# Trick For Cutting Stepped Molding



## MastersHand (Nov 28, 2010)

Ok as those of you know who have cut stepped moldings it can be very Frustrating. Not being able to see the back shoulder to cut to. Yes I have tried the cut a Miter measure from the shoulder to the tip of the Miter x2 Trick. You still end up with the pieces being to tight or loose.

I have the answer, I Doubt this is Original because I'm not that smart but I've never seen this done. Rip a board to 1 1/4" x 8'and put it up on your Chop Saw and set saw depth so it doesn't cut your board in half . Measure all your pieces and add extra in my case an inch. Set the saw to the left 45 Degrees cut the end of all your blanks. Now add 1.754 to all your Dimensions. 

Set a stop to the first dimension on your list or in my case type in the Dimension to the Tiger stop. Clip the molding on the front edge of the board and Push the molding gently so that the tip if the miter hits the stop.

Now a little experimenting and calculation is needed. My Tiger stop is referencing from the Blades inside at Ninety Degrees so you have to calculate from the Bias of the Miter to where 45 Degrees intersects so the stop reads from the outside tip of the Right hand miter. The numbers I'm giving are for the particular molding I'm using. 

You have to do the calculation to come up with the size to rip your board to and the number your going to add to all dimensions. My 1.754 is from the shoulder of the molding to the tip of the Miter x2 - a 32nd. Ok so now swivel the saw to the right 45 Degree . 

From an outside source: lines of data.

PR #3957, opened 2024-05-24
Convert remaining MyISAM to InnoDB

### LINKED ISSUE #3776: MyISAM may be deprecated
Hi,

MyISAM look like it's deprecated : https://en.wikipedia.org/wiki/Comparison_of_MySQL_database_engines say it's no longer "Under active development"

Ampache 6.2.1 still have a few MyISAM table : 
```bash
# grep 'ENGINE=MyISAM' ./resources/sql/ampache.sql|wc -l
4
```

The list:
- [ ] album_disk
- [ ] album_map
- [ ] artist_map
- [ ] tmp_browse

Maybe we should migrate to something else?

BR,

fufroma:
Fix #3776

### DIFF
--- a/docs/CHANGELOG.md
+++ b/docs/CHANGELOG.md
@@ -16,8 +16,9 @@ This release has made greater use of browses reducing reliance on customizing mi
 * Allow sorting searches by `type`, `limit` and `random` status
 * Ensure `catalog` is available on media browses
 * Add many missing database columns to browse sorts and filters on all browses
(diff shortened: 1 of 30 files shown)


lachlan-00:
I've put this in patch 7 with c3ab60047

I'll use the drop/recreate of tmp_browse so people can convert their DB if they want without failures

I don't want to force a change like that on people when 6 is mostly done so leave it optional

PR #3958, opened 2024-05-26
Rework of get_themes() to let PHP handle most of the work

fufroma:
Instead of using `opendir()`/`readir()` I used `glob()`, so we get only directory with a `theme.cfg.php` file.

If themes dir have some trash in it (like `.htaccess` or anything else), it won't show.

I think I could even get rid of the `ksort()`, but I let it.


lachlan-00:
I was going to change the other functions to send file path but name is fine now

PR #3963, opened 2024-05-30
Add a permalink in the search form

fufroma:
This patch add a permalink, so people can bookmark a search or share it with a link.


fufroma:
And yes, one can argue it's quite a dirty piece of code.

lachlan-00:
that;s a pretty good idea. cause i do searches manually often for sanity checks

lachlan-00:
composer cs:fix will sort you out here but i'm doing it now

lachlan-00:
made some additional changes in 9abf7423f872b019e6a4cac228d6ecfeed1b2023 to allow post and request data checks and will only show the link button when you have run an search action

PR #4031, opened 2024-09-22
Fix content-length calculation for MP3 transcode when specific bitrate requested

ruipin:
When FLAC->MP3 transcoding was enabled, some clients (notably supersonic) would incorrectly calculate the duration of the song. Scrubbing also seems to break in these clients, and more importantly also the webplayer.

I looked into it and noticed that Ampache was reporting an incorrect Content-Length header for the media requests e.g.
```
https://ampache.example.com/play/index.php?ssid=foobar&type=song&oid=1234&uid=1&transcode_to=mp3&transcode_to=mp3&bitrate=320000&name=Foobar.mp3
```
And the song duration calculated by the client was exactly `Content-Length / (320*1024)` i.e. the client was relying on the content-length and assuming a fixed bitrate of 320kbps to calculate the song length.
Because the content length returned by Ampache was the original file size, this would return a broken song duration.

Looking at the code that generates this `Content-Length` header, I quickly noticed that the `$maxbitrate` variable is calculated based on the `bitrate` GET parameter to the request captured in `$troptions['bitrate']`:

```php
if (isset($troptions['bitrate'])) {
    $maxbitrate = $troptions['bitrate']; // <---- bits
} else {
    $maxbitrate = (empty($transcode_settings))
        ? $media->bitrate / 1024
        : Stream::get_max_bitrate($media, $transcode_settings);  // <---- kilobits
}
```

Note that the first branch of the `if` does not divide by 1024, but the second branch does. This means that whenever the request contains a `bitrate` parameter (in bits), we will use it as the `$maxbitrate`, but when it doesn't, we will use `$media->bitrate / 1024` (i.e. in kilobits). I've added comments to help illustrate.

This unit mismatch means that the logic to calculate content length breaks. Because the maxbitrate in bits will almost certainly be larger than the media bitrate in kilobits (due to the 1024 factor), it will instead just use the `$media->bitrate` value (second branch of the ternary) when calculating `$stream_rate`:

```php
} elseif ($transcode_to == 'mp3') {
    // mp3 seems to be the only codec that calculates properly
    $stream_rate = ($maxbitrate < floor($media->bitrate / 1024))
        ? $maxbitrate
        : (int)floor($media->bitrate / 1024); // <--- will use the second branch of the ternary
    $stream_size = (int)(($media->time * $stream_rate * 1024) / 8);
} else {
```

Changing this, such that the `$maxbitrate` is always in kilobits, seems to result in a correct content-length estimate.

With this change, supersonic displays the correct song duration. It also seemed to fix scrubbing in both supersonic *and* the webplayer.


ruipin:
I don't think the build failures have anything to do with my change as I barely touched any code.

lachlan-00:
just some failed tests in the master branch.

I have that set in develop, not sure why i didn't backport to 6 but lets do that

ruipin:
Thanks for merging.

After more time using this PR, I have noticed that this does not fix the situation where the media bitrate is lower than the MP3 bitrate.

For instance, my server is configured to transcode everything that is not MP3 into 320kbps MP3. I have a 315kbps m4a file, which even after this fix triggers the second branch of the ternary and miscalculates the content-length as if the MP3 bitrate were 315kbps, rather than 320kbps.

Upon further analysis think the `$stream_rate` ternary makes no sense, and we should just do `$stream_size = (int)(($mediaTime * $maxbitrate) / 8);`

PR #4035, opened 2024-09-23
Further fixes to Content-length calculation

ruipin:
The previous PR#4031 I submitted did not correctly handle the case where the pre-transcode bitrate is lower than the transcode bitrate.

For instance, my server is configured to transcode everything that is not MP3 into 320kbps MP3. I have a 315kbps m4a file, which even after this fix triggers the second branch of the ternary and miscalculates the content-length as if the MP3 bitrate were 315kbps, rather than 320kbps.

Upon further analysis think the $stream_rate ternary makes no sense, and we should just do `$stream_size = (int)(($mediaTime * $maxbitrate * 1024) / 8);`.

This is because if we know we are doing a transcode, then the original media bitrate does not really matter - all that matters is the target bitrate of the transcode.

This PR contains this change, as well as a slight cleanup to make the code less confusing. In particular, it uses `$stream_rate` instead of `$maxbitrate` (since that variable is used elsewhere in the same function with a different meaning), and correctly emulates the logic in `Stream::start_transcode` used to decide the transcode bitrate, to ensure the bitrate used to calculate the Content-Length is the same as sent to the transcode application.


ruipin:
I have noticed that when there is not a transcode because the file is already MP3, but the source file has a large amount of non-music data (e.g. image tags), supersonic displays a longer duration than expected. This seems to be because it assumes the content-length only covers the music stream, rather than the entire file.

This seems to also affect the webplayer too - if I build a MP3 file with 50% of the size being an MP3 stream, this seems to also break scrubbing by essentially adding a 50% "deadzone" to the scrubbing bar as if the song was double the duration.

I'm not sure what would be the best way to handle this. We could replace the content-length calculation by our own when `$is_download` is false, but for this to work properly with all players I believe we'd also need to be able to skip non-music data when handling a HTTP range request. As such, this PR doesn't touch that, and just leave the non-transcode path as-is.

lachlan-00:
Thanks for looking so deeply. it's very confusing here so it's always good to have people look over these areas. This is also one of the most annoying areas of the code to get right.

In my head i assume that the initial size of the file should give us an idea of what junk (non-music) data is on there for a stream

so it would be something like:

* media->size - (media->bitrate / media->time) = Left over data

so then ideally a transcode would usually re add the junk data outside the music stream?

Left over data + expected stream_size = output total size

Does that make sense? I hope i've explained that well i think that might help cover the differences if we put 50% of the left over data on there

ruipin:
I think you misunderstood the second issue - it only affects non-transcodes.

When we are doing a transcode, we send the client only the raw audio stream, so it works well after this PR.

When we are not doing a transcode, we just pass the client the original file. However, in the case where the client doesn't want to download the file, it seems both the Web player and supersonic assume that the only thing being sent over is the audio stream. Since we send them the full file, the scrubbing and song duration calculation is wrong.

To fix this, we would need to know the size of the audio stream portion of the file, and also the offset it starts at. The former is easy to calculate, but the latter would be necessary to properly handle HTTP Range requests.

That issue occurs even without this PR, but since the audio stream is usually most of the file, it is usually not noticeable.

lachlan-00:
thank you for explaining!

Take your pieces one at a time and clip them on the front of the board you ripped and secured and push them gently until tip of Miter hits the stop. Cut Away, now you most likely are going to have some small pieces like the one in my picture. Cutting these trapped between the blade and the stop is NO GOOD. 

So for these clip them on your board push tip of miter to stop and with a .05 Mechanical Pencil or a very sharp pencil if you don't like the Mechanical ones and mark next to the miter by the stop. Now remove stop or in my case send it away by typing in my favorite number 69. Now set your molding to that mark you just made and cut. After cutting all your pieces they slip right into panel with ease. 

This is a Production Method for speed and Accuracy. With that said remember to make sure each piece is seated squarely and against stop or line and your hands are clear of blade with every cut.make sure the board you use is thick enough to except the particular molding you are using and bottoms out and seats properly in this case 3/4".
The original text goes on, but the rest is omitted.